Naturally, Ms. Clinton says the new administration prefers to talk first, draw guns later. But who doesn't? The Bush White House spent years working through diplomatic channels to disarm North Korea, eventually securing its agreement to shut down a nuclear reactor in return for oil supplies. The administration even made the extraordinary concession of removing North Korea from its list of terrorist states, though it is still far from clear whether Pyongyang will follow through on its disarmament promises.

On Iran, too, Washington stood back for years while Europe tried to talk Tehran back from the nuclear brink. Mr. Obama says he will try diplomacy again and even talk directly to Iranian leaders if it offers hope of a settlement. But that doesn't make him any less determined to keep Iran from going nuclear.

Nor is he less hawkish on terrorism. He has made it clear he will use all of his country's intelligence assets and military prowess to track down terrorist chiefs wherever they hide.

Washington's continuing fixation with terrorism and weapons of mass destruction is bound to come between the U.S. and its allies. Much as they are looking forward to better relations, most of them don't see eye to eye with the Americans on this issue.
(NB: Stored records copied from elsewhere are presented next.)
PR #686, opened 2019-11-05
Fix attach, change webhook name, add rio pods and rio kill

StrongMonkey:


cli/cmd/run/run.go
```diff
@@ -28,9 +30,12 @@ func (r *Run) Run(ctx *clicontext.CLIContext) error {
 		isatty.IsTerminal(os.Stderr.Fd()) &&
 		isatty.IsTerminal(os.Stdin.Fd())
 
+	app, version := services.AppAndVersion(service)
+	svcName := fmt.Sprintf("%s@%s", app, version)
```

In Europe, in particular, terrorism is seen in part as a struggle within, involving alienated Muslim immigrants and the extremists among them. The U.S. idea of a global "war on terror" strikes them as over the top, and even dangerous. That makes this era fundamentally different from the Cold War, when a common Soviet enemy bound Europe and the U.S. together.

With the departure of Tony Blair, Washington's staunchest ally, even the British are warning that a new approach is needed. In a speech in India yesterday, British Foreign Secretary David Miliband said the idea of a war on terror was mistaken and misleading.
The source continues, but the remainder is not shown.